Secreted by the L cell in the gut, glucagon-like peptide-1 (GLP-1) exerts its glucose control action through GLP-1R expressed on the surfaces of many cells (e.g., pancreatic β cells). GLP-1R is a well-recognized drug target for type 2 diabetes, exemplified by several peptidic therapeutic agents on the market, with combined annual sales of billions of dollars.

Crystallographers have long been frustrated by low yields and instability of GLP-1R protein preparations. It was successfully solved by making a double fusion protein construct combined with rational mutations based on a structural model.

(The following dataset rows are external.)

Issue #421, opened 2025-06-29
Raylib Backend


jptrzy:
Is there to not compile raylib inside dvui.

To give raylib dep as a parameter for dvui.

EG.

**build.zig:**
```
...
const raylib_dep = b.dependency("raylib", .{
    .target = target,
    .optimize = optimize,
    .linux_display_backend = .Wayland,
});
const raylib_lib = raylib_dep.artifact("raylib");
exe.linkLibrary(raylib_lib);
...
```

**build.zig.zon:**
```
...
.raylib = .{
    .url = "git+https://github.com/raysan5/raylib#27a4fe885164b315a90b67682f981a1e03d6079c",
    .hash = "raylib-5.5.0-whq8uFqtNARw6t1tTakBDSVYgUjlBqnDppOyNfE_yfCa",
},
...
```

Can I reuse `raylib_dep` for dvui purpose.

PS. I don't understand the whole building process, so this question might sound stupid ;D

RedPhoenixQ:
I'm not sure there is an easy way to allow external build scripts to change the raylib import. What you could do is access dvuis raylib import, so you don't have to depend on raylib yourself. If you build dvui with `.backend = .raylib` you can do:
 
```zig
dvui.backend.c.RAYLIB_FUNCTIONS_AVAILABLE_HERE();
```

david-vanderson:
I agree with @RedPhoenixQ.  Can you say more about what situation you are in where you want to use your own raylib dependency?

jptrzy:
> dvui.backend.c.RAYLIB_FUNCTIONS_AVAILABLE_HERE();

I knew that I was just interested, if that was possible.

Say for eg that I would like to use custom version of raylib or use a newer one which dvui don't support or use a custom binding like https://github.com/Not-Nik/raylib-zig.

david-vanderson:
Got it.  The only way I know of currently to do that is to use a `.custom` backend and then copy-paste our existing raylib backend.  Not great.

I don't know if/when this situation will get better, but I'll leave this issue open for a while.  Thanks!

david-vanderson:
Will reopen this if any more information or interest comes up.  Thanks!

Logickin-Lambda:
Just faced the same situation and I have found this post.

[...]

PR #636, opened 2025-11-17
Raylib-zig Backend

Logickin-Lambda:
## Overview
This pr is related to [this issue](https://github.com/david-vanderson/dvui/issues/421), providing a more idiomatic experience for [raylib-zig](https://github.com/raylib-zig/raylib-zig) user to use dvui with custom raylib rendering without worrying the problem between C and zig type conversion especially for the string part. To double this as a guide, I am going to explain how users could use these functions as well.

## How to use the raylib-zig backend
Instead of using `.raylib` as the backend, `.raylib_zig` is used:

``` zig
	.target = target,
	.optimize = optimize,
	.backend = .raylib_zig,
});

exe.root_module.addImport("dvui", dvui_dep.module("dvui_raylib_zig"));
exe.root_module.addImport("backend", dvui_dep.module("raylib_zig"));
```

The setting above will let you use the raylib-zig based backend on the fly without injecting the raylib dependency, and you can access the raylib and raygui functions within the backend as shown:

``` zig
// It is imported from `backend` because of the code `exe.root_module.addImport("backend", dvui_dep.module("raylib"));`
const backend = @import("backend");
const raylib = backend.raylib; 
const raygui = backend.raygui;
```

Nevertheless, just in case if you wish to use a specific release of raylib-zig release and load raylib from your own, you may override the raylib dependency as shown:

``` zig
const dvui_dep = b.dependency("dvui", .{...});

// Inject the raylib modules you have imported from raylib-zig
const backend_mod = dvui_dep.module("raylib_zig");
backend_mod.addImport("raylib", raylib);
backend_mod.addImport("raygui", raygui);

exe.root_module.addImport("dvui", ...
```

With the set up above, you could also access raylib in the usual way `@import("raylib")`, and [you could mix and match both of them](https://github.com/Logickin-Lambda/dvui_raylib_zig_backend_test/blob/main/src/main.zig#L9) without causing issues; however, mixing both approaches is a bad practice and you should pick either approach based on your preference.

### What is the impact to the existing users:
It should be none to minimal because the current update will still default to c raylib backend because the raylib-zig backend is new and it requires user testing to ensure it work properly before it can become the default implementation, and for the existing C based backend project should still compile and run as usual without modifying build.zig (at least in the current update).

### Why c and zig backends and examples are written in separated files?
[There was a discussion](https://github.com/david-vanderson/dvui/issues/421#issuecomment-3510330290) and I was not satisfied with such implementation too because despite being logically identical, there are great enough difference between c and zig based design leading to two separated files, including minor function naming difference and how enums are accessed. It is possible to merge two backends into one so are the example, but I have realized that raylib backend might be more preferred by beginners who are just into the zig gui applications, and they need clear and easy to understanding examples. If I lump both of the examples and the backends into one, the example files will contain so many conditional compilations that is not necessary for the user end, resulting in confusing and frustrating beginners, and any future contributors into the raylib backend, and the ZLS server. Thus, based on these considerations, I decided to leave the current design as it is.

### Why can't I access glfw in the raylib-zig backend?
Based on my observation, the original reason for using glfw could be to offer [variable framerate](https://github.com/david-vanderson/dvui/blob/main/src/backends/raylib.zig#L876), possibly for improving the performance of the library, and there is a todo to replace the current design with `SUPPORT_CUSTOM_FRAME_CONTROL`, so there might be a chance that glfw will be removed for other solutions. It doesn't seem like `glfw` is intended to be opened for users, so I decided to not expose the `zglfw` dependency for the users unless there is a demand for that.

Alright, Let me know if any of you have any questions to the pr.

### DIFF
--- a/src/backends/raylib-zig.zig
+++ b/src/backends/raylib-zig.zig
@@ -121,7 +121,6 @@ pub fn begin(self: *RaylibBackend, arena: std.mem.Allocator) void {
 pub fn end(_: *RaylibBackend) void {}
 
 pub fn clear(_: *RaylibBackend) void {
-    // c.ClearBackground(c.BLANK);
     raylib.clearBackground(raylib.Color.blank);
 }
 
@@ -137,7 +136,6 @@ pub fn initWindow(options: InitOptions) !RaylibBackend {
 }
 
 pub fn init(gpa: std.mem.Allocator) RaylibBackend {
-    // if (!c.IsWindowReady()) {
     if (!raylib.isWindowReady()) {
         @panic(
             \\OS Window must be created before initializing dvui raylib backend.
@@ -174,7 +172,7 @@ pub fn accessKitShouldInitialize(self: *RaylibBackend) bool {
 
 pub fn accessKitInitInBegin(self: *RaylibBackend) !void {
     std.debug.assert(self.ak_should_initialized);
-    dvui.backend.c.ClearWindowState(dvui.backend.c.FLAG_WINDOW_HIDDEN);
+    raylib.clearWindowState(.{ .window_hidden = true });
     self.ak_should_initialized = false;
 }
 
@@ -211,7 +209,6 @@ pub fn drawClippedTriangles(self: *RaylibBackend, texture: ?dvui.Texture, vtx: [
 
     //make sure all raylib draw calls are rendered
     //before rendering dvui elements
-    // c.rlDrawRenderBatchActive();
     raylib.gl.rlDrawRenderBatchActive();
 
     if (clipr_in) |clip_rect| {
@@ -497,10 +494,8 @@ pub fn cursorShow(_: *RaylibBackend, value: ?bool) bool {
     const prev = !raylib.isCursorOnScreen();
     if (value) |val| {
         if (val) {
-            // c.ShowCursor();
             raylib.showCursor();
         } else {
-            // c.HideCursor();
             raylib.showCursor();
         }
     }
@@ -864,14 +859,11 @@ fn shiftAscii(ascii: u8) u8 {
     };
 }
 
-// pub fn raylibColorToDvui(color: c.Color) dvui.Color {
 pub fn raylibColorToDvui(color: raylib.Color) dvui.Color {
     return dvui.Color{ .r = @intCast(color.r), .b = @intCast(color.b), .g = @intCast(color.g), .a = @intCast(color.a) };
 }
 
-// pub fn dvuiColorToRaylib(color: dvui.Color) c.Color {
 pub fn dvuiColorToRaylib(color: dvui.Color) raylib.Color {
-    // return c.Color{ .r = @intCast(color.r), .b = @intCast(color.b), .g = @intCast(color.g), .a = @intCast(color.a) };
     return raylib.Color{ .r = @intCast(color.r), .b = @intCast(color.b), .g = @intCast(color.g), .a = @intCast(color.a) };
 }
 
@@ -885,7 +877,6 @@ pub fn EndDrawingWaitEventTimeout(_: *RaylibBackend, timeout_micros: u32) void {
     }
 
     if (timeout_micros > 0) {
-        // c.EndDrawing();
         raylib.endDrawing();
 
         // TODO: investigate raylib with SUPPORT_CUSTOM_FRAME_CONTROL that
@@ -914,8 +905,6 @@ extern "c" fn vsnprintf(
 
 extern "c" fn SetTraceLogCallback(callback: *anyopaque) void;
 
-// TODO: Raylib Library doesn't support the SetTraceLogCallback, I am going to skip this
-// part of the code for now until I have understood this callback and found a solution.
 fn raylibLogCallback(
     msgType: c_int,
     text: [*c]const u8,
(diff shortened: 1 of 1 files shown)


david-vanderson:
Code generally looks good!  After thinking about it some more, probably instead of using the `libc` flag we should add a new backend enum `raylib_zig`.

But first, I'm getting this error (on Mac):
```
dvanderson@Davids-Air dvui % zig build raylib-standalone -Dlibc=true 
raylib-standalone
└─ run exe raylib-standalone
   └─ compile exe raylib-standalone Debug native 2 errors
error: undefined symbol: _GuiIconText
    note: referenced by .zig-cache/o/75258c88d8668c4568607e77bfd57cd0/raylib-standalone_zcu.o:_GuiWindowBox
    note: referenced by .zig-cache/o/75258c88d8668c4568607e77bfd57cd0/raylib-standalone_zcu.o:_GuiTabBar
    note: referenced by .zig-cache/o/75258c88d8668c4568607e77bfd57cd0/raylib-standalone_zcu.o:_GuiTabBar
    note: referenced by .zig-cache/o/75258c88d8668c4568607e77bfd57cd0/raylib-standalone_zcu.o:_GuiTabBar
    note: referenced 2 more times
error: undefined symbol: _GuiValueBox
    note: referenced by .zig-cache/o/75258c88d8668c4568607e77bfd57cd0/raylib-standalone_zcu.o:_GuiSpinner
error: the following command failed with 2 compilation errors:
```

Are you seeing this?

david-vanderson:
Hmm I am NOT getting that error on Linux.  Will investigate.

david-vanderson:
It works for me if I revert the translateC changes.  I don't know what is going on there, but sounds like we should use the old way for now so this can move forward?

Logickin-Lambda:
> But first, I'm getting this error (on Mac):

>It works for me if I revert the translateC changes. I don't know what is going on there, but sounds like we should use the old way for now so this can move forward?

Thanks! I am glad you have tested Mac, and macOS is always my biggest concern since I have no mac on hand to test the update, so usually I can't tell what is the result from my end until other have tested the code. Perhaps in some days, I need to buy the cheapest mac mini just to test things due to the kind of application I aimed for. Usually, Windows and Linux should work fine because I can test these os with my laptop.

If that bug doesn't cause any issues using the original cimport, I will switch it back for now.

> Code generally looks good! After thinking about it some more, probably instead of using the libc flag we should add a new backend enum raylib_zig.

Sure, I did thought and even attempted that once before, but I had gotten some issues about the option `linux_display_backend` which zig doesn't allow me to have multiple options with the same name, this means that the whole block to declare the `linux_display_backend `must be relocated at the top of the `buildBackend()` function, it needs to explicitly be declared only if raylib backend are used:

```
pub fn buildBackend(backend: enums_backend.Backend, test_dvui_and_app: bool, dvui_opts_in: DvuiModuleOptions) void {
    var dvui_opts = dvui_opts_in;
    const b = dvui_opts.b;
    const target = dvui_opts.target;
    const optimize = dvui_opts.optimize;

    var linux_display_backend: LinuxDisplayBackend = undefined;
    if (backend == .raylib or backend == .raylib_zig){
        linux_display_backend = b.option(LinuxDisplayBackend, "linux_display_backend", "If using raylib, which linux display?") orelse blk: { ... };
    }
    switch (backend) { ...
}
```

If you don't mind about `linux_display_backend` flying across the switch statements, I will use this approach to separate raylib-c and raylib-zig.

david-vanderson:
> If that bug doesn't cause any issues using the original cimport, I will switch it back for now.

Good - and don't worry - I can test on Mac when needed.

> If you don't mind about `linux_display_backend` flying across the switch statements, I will use this approach to separate raylib-c and raylib-zig.

Sounds good - thanks!

Logickin-Lambda:
All the suggested changes have been done. TranslateC has been reverted to Cimport, and both zig and c raylib backend are now separated.

Nonetheless, the `linux_display_backend` situation was more complicated than I thought since I have [missed out a loop](https://github.com/Logickin-Lambda/dvui/blob/zig-based-backend-prototype/build.zig#L115) for building all the backend at once, and if there are more than one raylib backend, more than one backend will require the option `linux_display_backend`. Thus, my original proposed solution didn't work and I ended up putting the option next to other options in the [function `build()` instead](https://github.com/Logickin-Lambda/dvui/blob/zig-based-backend-prototype/build.zig#L47) which it will be triggered once only if the build process involves raylib.

Since the name of the zig based backend has been changed, I will update the guide above and in the readme later.

Logickin-Lambda:
Done, the readme and the guide on this pr has been updated.

david-vanderson:
I'm getting this compile error when running `zig build`:

```
src/backends/raylib-zig.zig:177:18: error: root source file struct 'raylib-zig' has no member named 'c'
    dvui.backend.c.ClearWindowState(dvui.backend.c.FLAG_WINDOW_HIDDEN);
```

Do you know what the equivalent raylib-zig call would be?

Logickin-Lambda:
Oh, Seems I have missed that function, my bad. Zig version of the ClearWindowState is the following:

``` zig
raylib.clearWindowState(.{ .window_hidden = true });
```

If you have encountered other raylib-zig functions similar to this one, you may use the following rules of thumb for conversion:

- `raylib` instead of `dvui.backend.c`
- The first letter of the function is a small letter instead of capital as the original
- Flags are replaced by struct fields
- Enum values are replaced by zig enums
- if you see c based function started with rl, these can be accessed in `raylib.gl` for the zig version
- `SetTraceLogCallback` is the only exception that is not included in raylib-zig, so this must be loaded externally.

I might missed out some details for the conversion, but ZLS should covers the remaining missing stuff which I have ensured it works before submitting the pr.

Let me know if you have other questions.

Edit: I am going to change it since I also found that there are quite a lot of uncleaned commented code during the prototyping phase, so I am going to clean the file as well.

david-vanderson:
Excellent.  Thank you very much!

david-vanderson:
@Logickin-Lambda I'm writing this up in my monthly dvui devlog, and will credit you as "Accipiter Nova".  Let me know if you'd like me to use a different name.  Thanks!

Logickin-Lambda:
Sure! Please use "Accipiter Nova".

The fusion protein was finally crystallized to 2.7 angstrom in complex with two negative allosteric modulators (NAMs), respectively. Both structures are in an inactive conformation with each NAM bound in a similar pocket outside of helix VI. However, their binding modes are distinct as confirmed by the extensive mutagenesis studies. Molecular modeling and mutation analysis suggest that agonist positive allosteric modulators (agoPAMs) target the same general region, but in a distinct sub-pocket. While the NAMs block the activation of GLP-1R by inserting into the cavity between helices VI and VII, agoPAM binds mainly to the space between helices V and VI, thereby allowing the outward shift of helix VI, a phenomenon associated with G protein coupling in class A GPCRs.

Since most peptide drugs are administrated via non-oral routes, orally available GLP-1 or its small molecule surrogates have been vigorously sought. Subsequent to the discovery of Boc5, the first non-peptidic GLP-1R agonist, by Dr. WANG Ming-Wei’s team in 2007, since then, no significant progress had been made. Determination of the three-dimensional structure of GLP-1R is thus helpful to better design and develops new therapeutics targeting the receptor.

The research team was led by three senior scientists, Drs. Raymond Stevens (ShanghaiTech University, STU), WANG Ming-Wei (Shanghai Institute of Materia Medica under Chinese Academy of Sciences, SIMM, CAS) and LIU Zhi-Jie (STU). Drs. SONG Gaojie (STU) and YANG Dehua (SIMM, CAS) played key roles in the experiments. Other contributors to this work include local scientists as well as those from the Netherlands, Denmark and United States. National Natural Science Foundation of China, National Health and Family Planning Commission, Ministry of Science and Technology of China, Chinese Academy of Sciences, Shanghai Science and Technology Development Fund, and GPCR consortium supported the study.

The article link: http://www.nature.com/nature/journal/vaop/ncurrent/full/nature22378.html

Figure: The crystal structure of the transmembrane domain of GLP-1R. (Image courtesy of ShanghaiTech University)

Contact:
Dr. YANG Dehua (
dhyang@simm.ac.cn)

(Credit:WANG Ming-Wei’s Group)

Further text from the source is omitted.